*YOUR ASSIGNMENT*
Please give back, exactly as written, only the line containing "curita, line 596: **suggestion" and every line after it until the data below ends.

(Collected data)
########

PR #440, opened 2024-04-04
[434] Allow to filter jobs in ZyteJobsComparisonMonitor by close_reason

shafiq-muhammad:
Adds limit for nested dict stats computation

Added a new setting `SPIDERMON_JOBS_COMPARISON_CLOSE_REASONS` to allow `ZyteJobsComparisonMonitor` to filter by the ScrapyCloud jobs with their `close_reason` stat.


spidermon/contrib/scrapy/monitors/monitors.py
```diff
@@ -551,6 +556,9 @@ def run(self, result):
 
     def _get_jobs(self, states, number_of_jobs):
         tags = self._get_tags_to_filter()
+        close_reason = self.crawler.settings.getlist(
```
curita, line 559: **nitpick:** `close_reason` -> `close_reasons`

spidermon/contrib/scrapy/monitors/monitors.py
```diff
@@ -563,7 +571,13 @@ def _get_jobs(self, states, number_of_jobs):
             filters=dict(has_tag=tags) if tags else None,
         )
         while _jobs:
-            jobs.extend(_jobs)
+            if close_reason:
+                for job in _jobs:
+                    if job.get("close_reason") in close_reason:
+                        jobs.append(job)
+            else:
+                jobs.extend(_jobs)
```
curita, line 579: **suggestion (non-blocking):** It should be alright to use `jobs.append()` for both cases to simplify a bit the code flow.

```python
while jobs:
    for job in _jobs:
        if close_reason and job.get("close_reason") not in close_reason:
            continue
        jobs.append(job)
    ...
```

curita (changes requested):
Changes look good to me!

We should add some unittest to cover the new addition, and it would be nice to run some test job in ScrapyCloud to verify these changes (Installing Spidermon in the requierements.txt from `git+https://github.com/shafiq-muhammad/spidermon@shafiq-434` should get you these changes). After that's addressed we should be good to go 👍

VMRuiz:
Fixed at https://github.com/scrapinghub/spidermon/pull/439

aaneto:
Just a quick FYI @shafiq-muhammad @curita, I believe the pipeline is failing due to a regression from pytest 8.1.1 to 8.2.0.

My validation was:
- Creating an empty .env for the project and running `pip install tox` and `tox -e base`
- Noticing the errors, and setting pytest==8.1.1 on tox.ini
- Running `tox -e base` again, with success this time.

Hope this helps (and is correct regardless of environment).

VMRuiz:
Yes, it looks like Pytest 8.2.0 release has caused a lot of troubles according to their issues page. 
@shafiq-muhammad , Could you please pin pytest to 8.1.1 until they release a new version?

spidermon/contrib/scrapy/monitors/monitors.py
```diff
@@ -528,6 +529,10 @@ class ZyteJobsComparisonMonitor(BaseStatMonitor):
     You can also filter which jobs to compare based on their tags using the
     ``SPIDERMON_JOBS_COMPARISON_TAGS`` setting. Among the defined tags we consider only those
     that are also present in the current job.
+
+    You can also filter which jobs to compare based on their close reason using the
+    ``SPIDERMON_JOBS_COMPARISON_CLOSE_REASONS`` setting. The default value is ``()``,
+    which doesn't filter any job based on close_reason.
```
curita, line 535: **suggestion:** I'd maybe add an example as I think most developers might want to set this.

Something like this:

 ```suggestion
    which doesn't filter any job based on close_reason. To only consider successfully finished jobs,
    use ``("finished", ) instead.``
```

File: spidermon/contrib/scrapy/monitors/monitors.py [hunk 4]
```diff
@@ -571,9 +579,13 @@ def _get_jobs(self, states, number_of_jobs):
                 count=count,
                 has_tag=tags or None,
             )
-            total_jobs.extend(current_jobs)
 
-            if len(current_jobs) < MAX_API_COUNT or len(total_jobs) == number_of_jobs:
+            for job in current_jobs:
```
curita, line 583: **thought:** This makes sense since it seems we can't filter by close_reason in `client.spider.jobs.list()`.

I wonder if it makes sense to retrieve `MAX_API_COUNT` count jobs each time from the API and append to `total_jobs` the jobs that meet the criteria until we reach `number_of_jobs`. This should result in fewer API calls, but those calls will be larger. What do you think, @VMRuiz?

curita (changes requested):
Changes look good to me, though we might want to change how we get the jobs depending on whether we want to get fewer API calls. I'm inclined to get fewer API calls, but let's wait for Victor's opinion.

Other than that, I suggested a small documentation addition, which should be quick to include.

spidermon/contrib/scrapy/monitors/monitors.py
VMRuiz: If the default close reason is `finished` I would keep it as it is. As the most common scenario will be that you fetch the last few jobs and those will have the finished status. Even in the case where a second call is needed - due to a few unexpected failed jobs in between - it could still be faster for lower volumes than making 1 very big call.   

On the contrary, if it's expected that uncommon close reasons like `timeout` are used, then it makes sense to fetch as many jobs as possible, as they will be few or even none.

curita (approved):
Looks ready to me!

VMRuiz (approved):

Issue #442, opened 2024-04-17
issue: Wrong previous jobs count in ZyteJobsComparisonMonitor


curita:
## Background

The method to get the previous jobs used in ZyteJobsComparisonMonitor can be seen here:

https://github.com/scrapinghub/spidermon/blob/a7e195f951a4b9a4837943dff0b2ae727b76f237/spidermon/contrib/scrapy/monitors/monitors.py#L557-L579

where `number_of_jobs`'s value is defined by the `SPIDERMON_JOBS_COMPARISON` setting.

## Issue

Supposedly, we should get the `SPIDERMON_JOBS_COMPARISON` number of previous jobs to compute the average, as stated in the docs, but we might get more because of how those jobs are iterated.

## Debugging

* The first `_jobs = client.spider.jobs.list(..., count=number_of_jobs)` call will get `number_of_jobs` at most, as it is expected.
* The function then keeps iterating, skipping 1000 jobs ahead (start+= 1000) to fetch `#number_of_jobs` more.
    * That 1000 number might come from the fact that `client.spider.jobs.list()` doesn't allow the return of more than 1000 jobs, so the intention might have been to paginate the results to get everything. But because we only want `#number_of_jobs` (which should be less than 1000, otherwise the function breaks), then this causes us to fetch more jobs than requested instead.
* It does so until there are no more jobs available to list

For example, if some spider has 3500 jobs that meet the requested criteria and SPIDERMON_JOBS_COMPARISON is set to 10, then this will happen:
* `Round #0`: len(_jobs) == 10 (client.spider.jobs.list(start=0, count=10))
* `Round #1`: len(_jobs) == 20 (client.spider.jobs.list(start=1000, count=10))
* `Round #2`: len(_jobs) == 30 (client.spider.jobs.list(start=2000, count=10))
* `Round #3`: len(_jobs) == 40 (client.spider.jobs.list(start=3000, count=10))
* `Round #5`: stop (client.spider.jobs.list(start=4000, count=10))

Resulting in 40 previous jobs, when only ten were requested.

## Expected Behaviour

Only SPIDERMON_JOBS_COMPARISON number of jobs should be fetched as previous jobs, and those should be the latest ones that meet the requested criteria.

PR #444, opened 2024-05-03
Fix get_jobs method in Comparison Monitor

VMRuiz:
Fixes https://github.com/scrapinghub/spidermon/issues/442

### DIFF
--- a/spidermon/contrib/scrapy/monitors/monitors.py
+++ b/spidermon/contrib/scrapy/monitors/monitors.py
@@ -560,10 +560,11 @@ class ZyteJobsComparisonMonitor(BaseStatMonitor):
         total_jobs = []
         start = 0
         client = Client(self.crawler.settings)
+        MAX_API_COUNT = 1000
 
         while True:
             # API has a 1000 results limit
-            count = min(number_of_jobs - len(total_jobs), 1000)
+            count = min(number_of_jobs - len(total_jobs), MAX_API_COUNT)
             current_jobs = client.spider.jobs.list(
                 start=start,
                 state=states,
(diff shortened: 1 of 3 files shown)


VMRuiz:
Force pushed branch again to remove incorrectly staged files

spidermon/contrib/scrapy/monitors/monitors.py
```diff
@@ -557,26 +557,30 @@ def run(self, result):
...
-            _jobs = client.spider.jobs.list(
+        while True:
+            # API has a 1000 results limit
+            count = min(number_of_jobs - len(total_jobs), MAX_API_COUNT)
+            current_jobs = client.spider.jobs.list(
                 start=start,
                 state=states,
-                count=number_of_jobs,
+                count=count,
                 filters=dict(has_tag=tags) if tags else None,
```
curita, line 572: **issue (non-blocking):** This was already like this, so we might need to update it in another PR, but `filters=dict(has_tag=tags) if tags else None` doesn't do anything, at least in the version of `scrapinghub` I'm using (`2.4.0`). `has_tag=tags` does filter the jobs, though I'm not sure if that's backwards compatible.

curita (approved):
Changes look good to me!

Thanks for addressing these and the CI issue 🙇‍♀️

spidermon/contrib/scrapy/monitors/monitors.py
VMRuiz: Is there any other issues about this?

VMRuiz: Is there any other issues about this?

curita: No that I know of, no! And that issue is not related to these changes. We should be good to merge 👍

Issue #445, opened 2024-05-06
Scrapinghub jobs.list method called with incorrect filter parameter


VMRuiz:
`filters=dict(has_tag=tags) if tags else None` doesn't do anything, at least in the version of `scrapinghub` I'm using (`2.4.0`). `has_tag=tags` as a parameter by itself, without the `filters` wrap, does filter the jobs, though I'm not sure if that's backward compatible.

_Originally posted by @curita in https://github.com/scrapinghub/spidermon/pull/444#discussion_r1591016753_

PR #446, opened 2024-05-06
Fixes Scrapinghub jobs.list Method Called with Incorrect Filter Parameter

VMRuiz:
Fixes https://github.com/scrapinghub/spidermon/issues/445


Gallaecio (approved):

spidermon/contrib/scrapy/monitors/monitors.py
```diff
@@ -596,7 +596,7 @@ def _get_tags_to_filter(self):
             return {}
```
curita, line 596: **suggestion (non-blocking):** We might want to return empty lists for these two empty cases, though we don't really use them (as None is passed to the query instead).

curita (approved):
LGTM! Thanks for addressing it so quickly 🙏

########

*SOLUTION TO THE EXERCISE*
curita, line 596: **suggestion (non-blocking):** We might want to return empty lists for these two empty cases, though we don't really use them (as None is passed to the query instead).

curita (approved):
LGTM! Thanks for addressing it so quickly 🙏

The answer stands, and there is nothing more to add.